Do any of you guys run beads with no spawn with any success? I'm fairly new and I've always used spawn but I don't have any at the moment what are your thoughts?


----------



## Raylaser (Jan 29, 2015)

Using a bead or two tied just above your hook can and will work. Some guys will tip the hook with waxie if they don't have spawn. I've seen guys catch fish with a crawler hooked behind beads too.


----------



## mrjimspeaks (Aug 23, 2009)

I've had luck just running beads. Nothing yet in the clinton, but I've had a couple drops that weren't bottom.


----------



## Swampbuckster (Nov 28, 2010)

mrjimspeaks said:


> I've had luck just running beads. Nothing yet in the clinton, but I've had a couple drops that weren't bottom.

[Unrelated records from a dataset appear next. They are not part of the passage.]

PR #1344, opened 2020-05-21
Reimplement `Type::array`

fbs:
This is the first in the series, so if we want to change function name style or something this is probably the best time.

Related to #878 

---

Arrays used the `size`, `elem_type` and `pointee_size` fields to store
array type information. This is confusing as `pointee_size` indicates a
pointer and also incomplete as an array of pointers cannot be stored
without losing pointee size information.

This fixes that by storing the complete type (`SizedType *`) instead of
just a few fields.

### DIFF
--- a/src/clang_parser.cpp
+++ b/src/clang_parser.cpp
@@ -321,7 +321,7 @@ static SizedType get_sized_type(CXType clang_type)
     case CXType_ConstantArray:
     {
       auto elem_type = clang_getArrayElementType(clang_type);
-      auto size = clang_getArraySize(clang_type);
+      auto size = clang_getNumElements(clang_type);
       if (elem_type.kind == CXType_Char_S || elem_type.kind == CXType_Char_U)
       {
         return CreateString(size);
@@ -330,8 +330,8 @@ static SizedType get_sized_type(CXType clang_type)
       // Only support one-dimensional arrays for now
       if (elem_type.kind != CXType_ConstantArray)
       {
-        auto type = get_sized_type(elem_type);
-        return CreateArray(size, type.type, type.size, type.IsSigned());
+        auto elem_stype = get_sized_type(elem_type);
+        return CreateArray(size, elem_stype);
       } else {
         return CreateNone();
       }
--- a/src/types.cpp
+++ b/src/types.cpp
@@ -24,12 +24,11 @@ std::ostream &operator<<(std::ostream &os, const SizedType &type)
   }
   else if (type.IsIntTy())
   {
-    os << (type.is_signed_ ? "" : "unsigned ") << "int" << 8*type.size;
+    os << (type.is_signed_ ? "" : "unsigned ") << "int" << 8 * type.size;
   }
   else if (type.IsArrayTy())
   {
-    os << (type.is_signed_ ? "" : "unsigned ") << "int" << 8 * type.pointee_size;
-    os << "[" << type.size << "]";
+    os << type.GetElementTy() << "[" << type.GetNumElements() << "]";
   }
   else if (type.IsStringTy() || type.IsBufferTy())
   {
@@ -257,14 +256,11 @@ SizedType CreateCTX(size_t size, std::string name)
   return SizedType(Type::ctx, size, name);
 }
 
-SizedType CreateArray(size_t num_elem,
-                      Type elem_type,
-                      size_t elem_size,
-                      bool elem_is_signed)
+SizedType CreateArray(size_t num_elements, const SizedType &element_type)
 {
-  auto ty = SizedType(Type::array, num_elem, elem_is_signed);
-  ty.elem_type = elem_type;
-  ty.pointee_size = elem_size;
+  auto ty = SizedType(Type::array, num_elements);
+  ty.num_elements_ = num_elements;
+  ty.element_type_ = new SizedType(element_type);
   return ty;
 }
 
--- a/src/types.cpp
+++ b/src/types.cpp
@@ -24,11 +24,11 @@ std::ostream &operator<<(std::ostream &os, const SizedType &type)
   }
   else if (type.IsIntTy())
   {
-    os << (type.is_signed ? "" : "unsigned ") << "int" << 8*type.size;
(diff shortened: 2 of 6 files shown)


src/types.h
```diff
@@ -233,10 +264,7 @@ SizedType CreateUInt32();
 SizedType CreateUInt64();
 
 SizedType CreateString(size_t size);
-SizedType CreateArray(size_t num_elem,
-                      Type elem_type,
-                      size_t elem_size,
-                      bool elem_is_signed);
+SizedType CreateArray(size_t, SizedType);
```
danobi, line 267: Style nit:
```suggestion
SizedType CreateArray(size_t num_elements, SizedType element_type);
```
At a glance this looks like a single parameter type `size_t` with name `SizedType`. Also the API is less obvious if I just read the header

src/types.h
```diff
@@ -216,6 +243,10 @@ class SizedType
 
   friend std::ostream &operator<<(std::ostream &, const SizedType &);
   friend std::ostream &operator<<(std::ostream &, Type);
+
+  // Factories
+
+  friend SizedType CreateArray(size_t, SizedType);
```
danobi, line 249: Same as in decl

src/clang_parser.cpp
```diff
@@ -330,8 +330,7 @@ static SizedType get_sized_type(CXType clang_type)
       // Only support one-dimensional arrays for now
       if (elem_type.kind != CXType_ConstantArray)
       {
-        auto type = get_sized_type(elem_type);
-        return CreateArray(size, type.type, type.size, type.IsSigned());
+        return CreateArray(size, get_sized_type(elem_type));
```
danobi, line 333: Is `size` correct? Shouldn't it be `size / <elem_size>`?

src/types.cpp
```diff
@@ -257,14 +256,11 @@ SizedType CreateCTX(size_t size, std::string name)
   return SizedType(Type::ctx, size, name);
 }
 
-SizedType CreateArray(size_t num_elem,
-                      Type elem_type,
-                      size_t elem_size,
-                      bool elem_is_signed)
+SizedType CreateArray(size_t num_elements, SizedType element_type)
```
danobi, line 259:
```suggestion
SizedType CreateArray(size_t num_elements, const SizedType &element_type)
```

We can probably take by const ref

src/types.h
```diff
@@ -97,6 +98,9 @@ class SizedType
 
 private:
   bool is_signed_ = false;
+  std::shared_ptr<SizedType> element_type_; // for "container" and pointer
```
danobi, line 101: Don't think this needs to be a shared_ptr b/c I don't see SizedType sharing ownership of this. I think we can just store it directly.

fbs: I was looking for a good way to handle container types. In this case the copy constructor still works but once we introduce a pointer type it would have to recursively copy the whole chain. I was looking at ensuring that types are immutable and that we only "create" a type once (calling `CreateInt(8)` twice should return the same object).

Anyway all that isn't really relevant here so I'll take it out :)

src/clang_parser.cpp
fbs: I don't think so as size already was the number of elements, that bit hasn't changed.

Looking at the clang src itself this method is equal to `clang_getNumElements` for a constant array.
```
long long clang_getNumElements(CXType CT) {
  long long result = -1;
  QualType T = GetQualType(CT);
  const Type *TP = T.getTypePtrOrNull();

  if (TP) {
    switch (TP->getTypeClass()) {
    case Type::ConstantArray:
      result = cast<ConstantArrayType> (TP)->getSize().getSExtValue();
      break;
    case Type::Vector:
      result = cast<VectorType> (TP)->getNumElements();
      break;
    case Type::ExtVector:
      result = cast<ExtVectorType>(TP)->getNumElements();
      break;
    default:
      break;
    }
  }
  return result;
}

long long clang_getArraySize(CXType CT) {
  long long result = -1;
  QualType T = GetQualType(CT);
  const Type *TP = T.getTypePtrOrNull();

  if (TP) {
    switch (TP->getTypeClass()) {
    case Type::ConstantArray:
      result = cast<ConstantArrayType> (TP)->getSize().getSExtValue();
      break;
    default:
      break;
    }
  }
  return result;
}
```

I'll switch it to `clang_getNumElements` to make it less confusing

src/types.h
```diff
@@ -97,6 +98,9 @@ class SizedType
 
 private:
   bool is_signed_ = false;
+  SizedType *element_type_ = nullptr; // for "container" and pointer
```
danobi, line 101: Isn't this a memory leak?

Hmm, I'd still rather store by value. It looks like `SizedType` could just have some `= default`'d copy constructors and the compiler should be able to do the right thing.

fbs: > Hmm, I'd still rather store by value. It looks like SizedType could just have some = default'd copy constructors and the compiler should be able to do the right thing.

As in `SizedType elment_type_` or something else? 

> Isn't this a memory leak?

Yes it is. I could go (back) to shared_ptr as we allow copying this object. Or we could go to a unique_ptr (or normal pointer) and copy the object in the copy constructor and make sure it is deleted properly.

danobi: > As in SizedType elment_type_ or something else?

Yeah, like that.

> Yes it is. I could go (back) to shared_ptr as we allow copying this object. Or we could go to a unique_ptr (or normal pointer) and copy the object in the copy constructor and make sure it is deleted properly.

I'd prefer the method mentioned above. But I also don't wanna block this PR b/c how we store `element_type_` isn't really that important. Whatever seems reasonable to you is fine w/ me.

fbs: > Yeah, like that.

Hmm I don't think that will be possible as an object storing itself would make it endless nested.

> Whatever seems reasonable to you is fine w/ me.

I think this will work for now. Not entirely sure what the end result will be yet but it should be easy to refactor if needed :)

danobi: > Hmm I don't think that will be possible as an object storing itself would make it endless nested.

Ah right. Whoops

I've both hooked up and landed steelhead on beads. I can say however, I have a really hard time using them if I have spawn on hand!


----------



## nighttime (Nov 25, 2007)

Swampbuckster said:


> I've both hooked up and landed steelhead on beads. I can say however, I have a really hard time using them if I have spawn on hand!


I fell ya. Beads work, just like a single egg pattern works. The good thing with beads is they sink unlike yarn that doesn't sink well, this makes beads ideal for float fishing. Now I've haven't done well with them because I rarely fish with them but have many friends that swear by them. I do have a nice collection going tho, it's a good option.


----------



## Swampbuckster (Nov 28, 2010)

nighttime said:


> I fell ya. Beads work, just like a single egg pattern works. The good thing with beads is they sink unlike yarn that doesn't sink well, this makes beads ideal for float fishing. Now I've haven't done well with them because I rarely fish with them but have many friends that swear by them. I do have a nice collection going tho, it's a good option.


I'm in the same boat with the nice collection, and friends who would use them over spawn. It's hard to put the spawn to rest!


----------



## redneckman (Dec 7, 2005)

I have had days were beads easily put produced spawn, and days spawn out produced beads. If I am running beads I do not have spawn on the hook. A single 8mm or 10mm bead works very well at times. I always carry both beads and spawn.


----------



## BrikTan (Nov 1, 2008)

Do you use just one bead abs one hook or 2 beads and 2 hooks and how do you rig them under a float


----------